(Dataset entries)
--- START ---

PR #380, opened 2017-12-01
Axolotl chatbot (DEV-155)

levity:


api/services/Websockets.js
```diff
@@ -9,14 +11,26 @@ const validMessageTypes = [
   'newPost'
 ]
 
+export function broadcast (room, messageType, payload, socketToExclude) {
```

--- END ---

* [Task to carry out]
In the entries above, find the line with "api/services/Websockets.js", then retype it and every line after it exactly.

* [Result for this exercise]
api/services/Websockets.js
```diff
@@ -9,14 +11,26 @@ const validMessageTypes = [
   'newPost'
 ]
 
+export function broadcast (room, messageType, payload, socketToExclude) {
```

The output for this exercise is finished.